──────── Data listing ────────

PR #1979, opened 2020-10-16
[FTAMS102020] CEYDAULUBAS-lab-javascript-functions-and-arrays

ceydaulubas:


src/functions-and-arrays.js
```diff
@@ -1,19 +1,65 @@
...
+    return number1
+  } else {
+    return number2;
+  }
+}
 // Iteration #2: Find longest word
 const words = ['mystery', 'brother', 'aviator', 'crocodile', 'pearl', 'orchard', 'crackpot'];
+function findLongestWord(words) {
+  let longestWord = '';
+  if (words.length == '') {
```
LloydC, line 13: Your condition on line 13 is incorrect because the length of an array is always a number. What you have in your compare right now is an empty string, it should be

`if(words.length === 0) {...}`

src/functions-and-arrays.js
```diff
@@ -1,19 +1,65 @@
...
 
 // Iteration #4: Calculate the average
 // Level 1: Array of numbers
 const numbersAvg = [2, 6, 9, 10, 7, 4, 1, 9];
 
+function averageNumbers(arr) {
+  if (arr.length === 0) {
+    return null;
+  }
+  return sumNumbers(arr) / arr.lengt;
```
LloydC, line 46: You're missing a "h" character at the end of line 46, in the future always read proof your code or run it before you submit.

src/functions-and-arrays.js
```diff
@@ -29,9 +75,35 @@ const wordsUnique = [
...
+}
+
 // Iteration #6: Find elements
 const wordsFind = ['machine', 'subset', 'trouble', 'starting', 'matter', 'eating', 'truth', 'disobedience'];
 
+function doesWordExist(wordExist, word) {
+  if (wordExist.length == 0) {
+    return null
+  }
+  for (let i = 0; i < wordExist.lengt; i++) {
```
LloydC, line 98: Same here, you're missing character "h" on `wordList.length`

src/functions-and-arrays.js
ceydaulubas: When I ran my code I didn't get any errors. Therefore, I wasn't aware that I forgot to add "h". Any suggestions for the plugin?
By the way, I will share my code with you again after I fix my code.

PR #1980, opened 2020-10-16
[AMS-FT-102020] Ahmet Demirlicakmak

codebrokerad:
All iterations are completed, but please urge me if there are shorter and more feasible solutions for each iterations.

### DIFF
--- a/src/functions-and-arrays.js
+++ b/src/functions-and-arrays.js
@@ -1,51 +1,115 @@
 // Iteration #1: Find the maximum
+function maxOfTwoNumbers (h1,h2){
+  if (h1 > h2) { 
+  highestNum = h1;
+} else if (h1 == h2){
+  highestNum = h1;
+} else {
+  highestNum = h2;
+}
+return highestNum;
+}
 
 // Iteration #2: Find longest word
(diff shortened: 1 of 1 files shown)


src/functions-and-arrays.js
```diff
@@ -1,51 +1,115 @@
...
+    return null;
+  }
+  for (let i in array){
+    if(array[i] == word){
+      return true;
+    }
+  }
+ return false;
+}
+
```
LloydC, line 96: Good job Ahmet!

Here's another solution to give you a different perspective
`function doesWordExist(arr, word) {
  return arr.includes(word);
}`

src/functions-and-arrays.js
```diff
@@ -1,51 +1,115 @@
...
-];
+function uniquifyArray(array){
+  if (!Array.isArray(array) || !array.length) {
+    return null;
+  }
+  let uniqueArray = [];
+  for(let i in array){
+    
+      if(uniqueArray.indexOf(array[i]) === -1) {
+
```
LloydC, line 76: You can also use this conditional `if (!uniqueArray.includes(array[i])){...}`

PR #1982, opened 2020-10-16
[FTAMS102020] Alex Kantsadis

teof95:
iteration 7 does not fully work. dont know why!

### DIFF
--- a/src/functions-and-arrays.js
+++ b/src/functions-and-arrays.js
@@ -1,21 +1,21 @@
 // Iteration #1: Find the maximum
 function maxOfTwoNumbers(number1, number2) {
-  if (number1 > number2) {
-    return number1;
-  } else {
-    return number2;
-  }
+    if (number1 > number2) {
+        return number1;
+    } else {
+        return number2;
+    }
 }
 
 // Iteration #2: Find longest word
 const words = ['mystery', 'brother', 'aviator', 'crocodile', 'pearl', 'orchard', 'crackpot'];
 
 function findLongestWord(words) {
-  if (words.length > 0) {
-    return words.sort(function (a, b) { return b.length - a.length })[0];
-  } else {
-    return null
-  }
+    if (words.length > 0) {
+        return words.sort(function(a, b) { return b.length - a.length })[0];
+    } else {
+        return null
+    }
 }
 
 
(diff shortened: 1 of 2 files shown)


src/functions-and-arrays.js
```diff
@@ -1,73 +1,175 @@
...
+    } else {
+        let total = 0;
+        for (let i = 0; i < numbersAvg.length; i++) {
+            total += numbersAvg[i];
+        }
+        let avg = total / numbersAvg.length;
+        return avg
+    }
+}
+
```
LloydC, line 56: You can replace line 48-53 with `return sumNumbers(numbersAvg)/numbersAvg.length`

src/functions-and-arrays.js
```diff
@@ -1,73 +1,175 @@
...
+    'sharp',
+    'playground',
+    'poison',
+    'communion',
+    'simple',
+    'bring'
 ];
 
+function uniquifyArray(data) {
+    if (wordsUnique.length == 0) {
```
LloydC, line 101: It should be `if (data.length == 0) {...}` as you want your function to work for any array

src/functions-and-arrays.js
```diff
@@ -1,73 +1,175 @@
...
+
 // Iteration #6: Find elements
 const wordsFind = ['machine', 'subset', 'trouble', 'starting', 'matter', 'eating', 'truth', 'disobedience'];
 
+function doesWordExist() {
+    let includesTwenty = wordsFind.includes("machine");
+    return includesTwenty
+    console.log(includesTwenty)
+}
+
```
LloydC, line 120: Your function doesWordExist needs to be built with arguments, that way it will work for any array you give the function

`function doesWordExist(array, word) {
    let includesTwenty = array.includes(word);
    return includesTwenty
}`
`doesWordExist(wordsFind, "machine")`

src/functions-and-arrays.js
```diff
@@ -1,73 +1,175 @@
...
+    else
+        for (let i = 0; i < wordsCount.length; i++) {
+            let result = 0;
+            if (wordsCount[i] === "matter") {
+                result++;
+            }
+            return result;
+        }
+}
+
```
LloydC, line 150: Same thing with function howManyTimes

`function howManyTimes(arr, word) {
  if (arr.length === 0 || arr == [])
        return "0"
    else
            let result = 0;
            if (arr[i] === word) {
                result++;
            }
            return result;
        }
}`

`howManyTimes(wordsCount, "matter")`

────────

In the answer, each entry from the listing must be transcribed exactly.

Exercise output:
PR #1979, opened 2020-10-16
[FTAMS102020] CEYDAULUBAS-lab-javascript-functions-and-arrays

ceydaulubas:


src/functions-and-arrays.js
```diff
@@ -1,19 +1,65 @@
...
+    return number1
+  } else {
+    return number2;
+  }
+}
 // Iteration #2: Find longest word
 const words = ['mystery', 'brother', 'aviator', 'crocodile', 'pearl', 'orchard', 'crackpot'];
+function findLongestWord(words) {
+  let longestWord = '';
+  if (words.length == '') {
```
LloydC, line 13: Your condition on line 13 is incorrect because the length of an array is always a number. What you have in your compare right now is an empty string, it should be

`if(words.length === 0) {...}`

src/functions-and-arrays.js
```diff
@@ -1,19 +1,65 @@
...
 
 // Iteration #4: Calculate the average
 // Level 1: Array of numbers
 const numbersAvg = [2, 6, 9, 10, 7, 4, 1, 9];
 
+function averageNumbers(arr) {
+  if (arr.length === 0) {
+    return null;
+  }
+  return sumNumbers(arr) / arr.lengt;
```
LloydC, line 46: You're missing a "h" character at the end of line 46, in the future always read proof your code or run it before you submit.

src/functions-and-arrays.js
```diff
@@ -29,9 +75,35 @@ const wordsUnique = [
...
+}
+
 // Iteration #6: Find elements
 const wordsFind = ['machine', 'subset', 'trouble', 'starting', 'matter', 'eating', 'truth', 'disobedience'];
 
+function doesWordExist(wordExist, word) {
+  if (wordExist.length == 0) {
+    return null
+  }
+  for (let i = 0; i < wordExist.lengt; i++) {
```
LloydC, line 98: Same here, you're missing character "h" on `wordList.length`

src/functions-and-arrays.js
ceydaulubas: When I ran my code I didn't get any errors. Therefore, I wasn't aware that I forgot to add "h". Any suggestions for the plugin?
By the way, I will share my code with you again after I fix my code.

PR #1980, opened 2020-10-16
[AMS-FT-102020] Ahmet Demirlicakmak

codebrokerad:
All iterations are completed, but please urge me if there are shorter and more feasible solutions for each iterations.

### DIFF
--- a/src/functions-and-arrays.js
+++ b/src/functions-and-arrays.js
@@ -1,51 +1,115 @@
 // Iteration #1: Find the maximum
+function maxOfTwoNumbers (h1,h2){
+  if (h1 > h2) { 
+  highestNum = h1;
+} else if (h1 == h2){
+  highestNum = h1;
+} else {
+  highestNum = h2;
+}
+return highestNum;
+}
 
 // Iteration #2: Find longest word
(diff shortened: 1 of 1 files shown)


src/functions-and-arrays.js
```diff
@@ -1,51 +1,115 @@
...
+    return null;
+  }
+  for (let i in array){
+    if(array[i] == word){
+      return true;
+    }
+  }
+ return false;
+}
+
```
LloydC, line 96: Good job Ahmet!

Here's another solution to give you a different perspective
`function doesWordExist(arr, word) {
  return arr.includes(word);
}`

src/functions-and-arrays.js
```diff
@@ -1,51 +1,115 @@
...
-];
+function uniquifyArray(array){
+  if (!Array.isArray(array) || !array.length) {
+    return null;
+  }
+  let uniqueArray = [];
+  for(let i in array){
+    
+      if(uniqueArray.indexOf(array[i]) === -1) {
+
```
LloydC, line 76: You can also use this conditional `if (!uniqueArray.includes(array[i])){...}`

PR #1982, opened 2020-10-16
[FTAMS102020] Alex Kantsadis

teof95:
iteration 7 does not fully work. dont know why!

### DIFF
--- a/src/functions-and-arrays.js
+++ b/src/functions-and-arrays.js
@@ -1,21 +1,21 @@
 // Iteration #1: Find the maximum
 function maxOfTwoNumbers(number1, number2) {
-  if (number1 > number2) {
-    return number1;
-  } else {
-    return number2;
-  }
+    if (number1 > number2) {
+        return number1;
+    } else {
+        return number2;
+    }
 }
 
 // Iteration #2: Find longest word
 const words = ['mystery', 'brother', 'aviator', 'crocodile', 'pearl', 'orchard', 'crackpot'];
 
 function findLongestWord(words) {
-  if (words.length > 0) {
-    return words.sort(function (a, b) { return b.length - a.length })[0];
-  } else {
-    return null
-  }
+    if (words.length > 0) {
+        return words.sort(function(a, b) { return b.length - a.length })[0];
+    } else {
+        return null
+    }
 }
 
 
(diff shortened: 1 of 2 files shown)


src/functions-and-arrays.js
```diff
@@ -1,73 +1,175 @@
...
+    } else {
+        let total = 0;
+        for (let i = 0; i < numbersAvg.length; i++) {
+            total += numbersAvg[i];
+        }
+        let avg = total / numbersAvg.length;
+        return avg
+    }
+}
+
```
LloydC, line 56: You can replace line 48-53 with `return sumNumbers(numbersAvg)/numbersAvg.length`

src/functions-and-arrays.js
```diff
@@ -1,73 +1,175 @@
...
+    'sharp',
+    'playground',
+    'poison',
+    'communion',
+    'simple',
+    'bring'
 ];
 
+function uniquifyArray(data) {
+    if (wordsUnique.length == 0) {
```
LloydC, line 101: It should be `if (data.length == 0) {...}` as you want your function to work for any array

src/functions-and-arrays.js
```diff
@@ -1,73 +1,175 @@
...
+
 // Iteration #6: Find elements
 const wordsFind = ['machine', 'subset', 'trouble', 'starting', 'matter', 'eating', 'truth', 'disobedience'];
 
+function doesWordExist() {
+    let includesTwenty = wordsFind.includes("machine");
+    return includesTwenty
+    console.log(includesTwenty)
+}
+
```
LloydC, line 120: Your function doesWordExist needs to be built with arguments, that way it will work for any array you give the function

`function doesWordExist(array, word) {
    let includesTwenty = array.includes(word);
    return includesTwenty
}`
`doesWordExist(wordsFind, "machine")`

src/functions-and-arrays.js
```diff
@@ -1,73 +1,175 @@
...
+    else
+        for (let i = 0; i < wordsCount.length; i++) {
+            let result = 0;
+            if (wordsCount[i] === "matter") {
+                result++;
+            }
+            return result;
+        }
+}
+
```
LloydC, line 150: Same thing with function howManyTimes

`function howManyTimes(arr, word) {
  if (arr.length === 0 || arr == [])
        return "0"
    else
            let result = 0;
            if (arr[i] === word) {
                result++;
            }
            return result;
        }
}`

`howManyTimes(wordsCount, "matter")`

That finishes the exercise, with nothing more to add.